Lynn knew then that she couldn’t be with this person. It broke her heart. What made it easier was the fact that it got worse.
“You mean we had to talk about it before you’d feel the desire to be faithful to me?” she said.
“No.”
Fleetingly, Lynn felt a tiny bit better. Until he elaborated.
“Talking about it wouldn’t make any difference,” he said. “I’d never feel the desire to be faithful to you. Or to anyone. I’m not interested in monogamy. It’s not for me.”
“You misled me.”
“How so? It’s not my job to assume that you are presumptuous, nor to protect you from your own presumptuousness. I choose to think the best of people. Anyone who egotistically imagines that her preference for monogamy is everyone’s preference and who gets hurt as a result has only herself to blame. Protecting those people will only slow down the progress our society is making, the process of becoming more evolved and accepting other belief systems. That progress has been made with holiday cards, which now rarely say Merry Christmas. They say Season’s Greetings. That’s the way it’s gotta be with love, too.”
Lynn told her friends what happened.
“What do you expect when you fall for a faggy florist,” Roland said, untranslated and unsoftened.
Since Alan was the only one left with a soulmate, Ray, Lynn, and Roland waited to see what would happen. The question was, would she stay good or not?

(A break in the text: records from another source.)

PR #1920, opened 2017-12-28
Enforce padding-line-between-statements

xPaw:


YaManicKill:
I am against this.

I feel like this is unnecessary consistency, and adds a whole bunch of extra lines that don't necessarily add any readability. Enforcing the extra line after certain things is over the top, IMO.

xPaw:
So the problem here is that these new lines depend on who's writing the code at that time, I've noticed a couple of PR authors that write any new code that simply excludes empty lines. And IMO, when it becomes more of a pain in the ass to look through code without a single empty line when line numbers go into triple digits.

However I can understand not wanting new lines when creating a variable and calling a function on the next. I mainly wanted to tackle no new lines around if statements and returns.

YaManicKill:
See, I think those things are really dependant on whether the code needs them, and enforcing them in eslint feels over the top. I think it's better just to say to people who don't use any whitespace "Hey, make your code more readable" rather than enforcing this on everything. It'll double the length of some functions which doesn't add to the readability.

xPaw:
I've changed it to block(-like) statements only, do you find that more acceptable?

xPaw:
This pr is easy to rebase because it's auto fixable.

astorije:
@xPaw, rebase this? Yes it will cause conflicts on other PRs, but since it's auto-fixable, those other PRs can just ignore the conflicts and go with their own changes, then run `npm run lint:js -- --fix` / `yarn lint:js --fix`.

xPaw:
@astorije done

PR #1924, opened 2017-12-29
Set decoding=async on image previews

xPaw:
https://github.com/whatwg/html/issues/1920
https://github.com/ampproject/amphtml/pull/12145
https://html.spec.whatwg.org/multipage/images.html#image-decoding-hint

This is a new spec addition, and browsers are starting to implement this.

### DIFF
--- a/client/views/image_viewer.tpl
+++ b/client/views/image_viewer.tpl
@@ -9,7 +9,7 @@
 {{/if}}
 
 <a class="image-link" href="{{link}}" target="_blank">
-  <img src="{{image}}" alt="Preview of {{link}}">
+  <img src="{{image}}" decoding="async" alt="">
 </a>
 
 <a class="btn open-btn" href="{{link}}" target="_blank">
--- a/client/views/msg_preview.tpl
+++ b/client/views/msg_preview.tpl
@@ -2,7 +2,7 @@
 <div class="toggle-content toggle-type-{{type}}{{#if shown}} show{{/if}}">
 	{{#equal type "image"}}
 		<a class="toggle-thumbnail" href="{{link}}" target="_blank" rel="noopener">
-			<img src="{{thumb}}">
+			<img src="{{thumb}}" decoding="async" alt="">
 		</a>
 	{{/equal}}
 	{{#equal type "audio"}}
@@ -20,7 +20,7 @@
 	{{#equal type "link"}}
 		{{#if thumb}}
 			<a class="toggle-thumbnail" href="{{link}}" target="_blank" rel="noopener">
-				<img src="{{thumb}}" class="thumb">
+				<img src="{{thumb}}" decoding="async" alt="" class="thumb">
 			</a>
 		{{/if}}
 		<a class="toggle-text" href="{{link}}" target="_blank" rel="noopener">


client/views/image_viewer.tpl
```diff
@@ -9,7 +9,7 @@
 {{/if}}
 
 <a class="image-link" href="{{link}}" target="_blank">
-  <img src="{{image}}" alt="Preview of {{link}}">
```
xPaw: `alt` should describe an image, putting a link there doesn't make sense.

astorije: `alt` is mandatory per spec though. We can be more descriptive such as "Preview of an image posted on this channel, original located at {{link}}"` but we do have to leave something in there.

xPaw: Alt is mandatory to provide text for screen readers or when the image fails to load. We already didn't have alt set on thumbnails. And a long unnecessary string saying the url is just useless for screen readers. Alt is supposed to describe what's on the image, but since we can't do that, we're better of not setting it.

astorije: What about an empty one then:

> Omitting this attribute altogether indicates that the image is a key part of the content, and no textual equivalent is available. Setting this attribute to an empty string (`alt=""`) indicates that this image is not a key part of the content, and that non-visual browsers may omit it from rendering.

I'm not entirely sure the practical difference between no `alt` and `alt=""` though.

xPaw: Done.

chaals: (@astorije **roughly** if there is no `alt` a screenreader will announce the image, and use whatever heuristics it has to try and help, e.g. providing the URL, or filename, or looking for something else. If there is `alt=""` it will happily just skip over the image altogether. YMMV because different screenreaders and different configurations of the same screenreader exist...).

 `alt=''` means "this image isn't actually adding anything necessary", whereas no `alt` means "this image doesn't have important accessibility information". Imagine you are telling someone by phone how to go through the page. When you get to the image, do you need to say anything? If not, `alt=""` is probably right).

astorije: Hey @chaals, thanks for chiming in and for the advice! And good to hear from you, long time no see 🙂

As a bit of context, images we display are link previews from URL people post to the chat. If the link is a webpage, there is a blurb with title + description + small thumbnail (if present in metadata). If the link is an image, we show a preview of that image.
Here is an example of how it looks:

screen shot 2018-02-17 at 19 35 00

When a screen reader would go through these images, they would have gone through the corresponding URLs beforehand.

Based on your description, I _think_ `alt=""` is correct, but I am not 100% sure. What do you think?

chaals: In a better world you would have a way for the URL to get a description, like the

`-> [URL] [some description]` syntax for RRSAgent. And in an ideal world you would meet ATAG and enable a screenshot description too. Although it is unlikely to get massive use.

For the image case, it would be really good to do this, and I would actually be inclined to leave alt out if  no description is provided, but for non-image URLs I think it is OK to have `alt=""`.

astorije: We have no control over the URLs though, because it's a general purpose chat client for IRC, so we have no control or say over how people post their URLs :/

PR #1925, opened 2017-12-29
Preload preview images before appending them to DOM

xPaw:


astorije:
Switching to the Bug label because, based on your inline comment explaining why this change, it seems to respond to an issue to me.

PR #1932, opened 2018-01-02
Update README.md

Roang-zero1:
Fix wrong command name in example commands in the README.md.


xPaw:
It's not wrong, git version currently aliases both `thelounge` and `lounge`. v3.0 will be only `thelounge`.

See aca23257edbe5d6878e34b101aaafcc4519ee68f

PR #1933, opened 2018-01-03
Show channel name on channel-related errors

### LINKED ISSUE #1207: Channel join error info doesn't mention channel name
`Cannot join channel (+l) (channel_is_full)` - which channel? No idea, when this happens on reconnection.

RockyTV:
Fixes #1207.

Examples:
```
#rockytv: Cannot join channel (+b) - you are banned (banned_from_channel)
#rockytv: Cannot join channel (+l) - channel is full, try again later (channel_is_full)
#rockytv: Xinayder is already on channel (user_on_channel)
```

~~The only problem I've found is that if you try to join the channel again after receiving an error that prevents you from joining it, Lounge will just switch to the tab instead of sending the command again.~~

~~EDIT: regarding the bug related above, it seems to happen only on the 2.7 development branch.~~

### DIFF
--- a/src/plugins/irc-events/error.js
+++ b/src/plugins/irc-events/error.js
@@ -6,10 +6,18 @@ module.exports = function(irc, network) {
 	const client = this;
 
 	irc.on("irc error", function(data) {
-		let text = data.error;
+		let text = "";
 
-		if (data.reason) {
-			text = data.reason + " (" + text + ")";
+		if (data.channel) {
+			text = `${data.channel}: `;
+		}
+
+		if (data.error === "user_on_channel") {
+			text += `User (${data.nick}) is already on channel`;
+		} else if (data.reason) {
+			text += `${data.reason} (${data.error})`;
+		} else {
+			text += data.error;
 		}
 
 		const lobby = network.channels[0];


src/plugins/irc-events/error.js
```diff
@@ -10,6 +10,16 @@ module.exports = function(irc, network) {
 
 		if (data.reason) {
 			text = data.reason + " (" + text + ")";
+			if (data.channel) {
+				text = data.channel + ": " + text;
```
xPaw: Can you move `data.channel` outside of any other if so that `+=` can be used in text formatting.

src/plugins/irc-events/error.js
```diff
@@ -10,6 +10,16 @@ module.exports = function(irc, network) {
...
+			}
+		}
+
+		if (data.error === "user_on_channel") {
+			text = data.channel + ": User is already on channel (" + data.error + ")";
+			if (data.nick) {
+				text = data.channel + ": " + data.nick + " is already on channel (" + data.error + ")";
```
xPaw: Would be nicer to combine this into same message above, for example `User (${data.nick}) is...`.

You can use `+=` to cut text duplication.

RockyTV:
Just updated with the requested changes, not sure if it's in a suitable way, though.

src/plugins/irc-events/error.js
```diff
@@ -8,8 +8,14 @@ module.exports = function(irc, network) {
...
-		if (data.reason) {
-			text = data.reason + " (" + text + ")";
+		if (data.channel) {
+			text = `${data.channel}: `;
+		}
+
+		if (data.error === "user_on_channel") {
+			text += `User (${data.nick}) is already on channel`;
+		} else {
+			text += (`${data.reason} (${data.error})` || data.error);
```
xPaw: This fallback doesn't make particular sense, did you want to do something like `data.reason ? `${data.reason} (${data.error})` : data.error`?

src/plugins/irc-events/error.js
```diff
@@ -8,8 +8,14 @@ module.exports = function(irc, network) {
 	irc.on("irc error", function(data) {
 		let text = data.error;
```
xPaw: This probably needs to be an empty string, if there is no `data.channel`, the formatted error will look odd.

src/plugins/irc-events/error.js
RockyTV: Is it okay to replace it with `text += (data.reason ? `${data.reason} (${data.error})` : data.error);`?

xPaw: `else if` ends up cleaner here, imo.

A couple of weeks passed. Alan was starting to act victorious. Therefore, Ray, Lynn, and Roland decided to look into Ruth’s background to see if she had a dark secret. They called up Jessica in the Midwest and hired her to do the digging. They said they were concerned about Alan and wanted to find out a bit more about his new girlfriend to make sure she was trustworthy and decent. Jessica, who couldn’t resist the opportunity to do something for Alan, agreed to dig for free.
Jessica did discover a secret in Ruth’s past, but it was a secret that made the model, if anything, more impressive.
They had suspected drugs or alcohol, maybe some extreme sexual kinkiness, which would explain her liking Alan. But instead, she had a doctorate in economics that she had gotten secretly in her spare time and which was all the more impressive considering that her life had been full of such traumatic events as the suicide of her boyfriend three years ago and the death of her sister in a fire the year before that.
When they informed Alan that they had dug into his girlfriend’s past, he was angry.
They defended themselves. “We wanted to make sure she was as good as she seemed. We were looking out for you.”
“How dare you!” he said.
“Our soulmates turned out to suck. We thought yours might, too. We care about you.”
“You are such assholes.”
“Well, she did turn out to be hiding something significant.”
Alan stared at them with sheer hatred.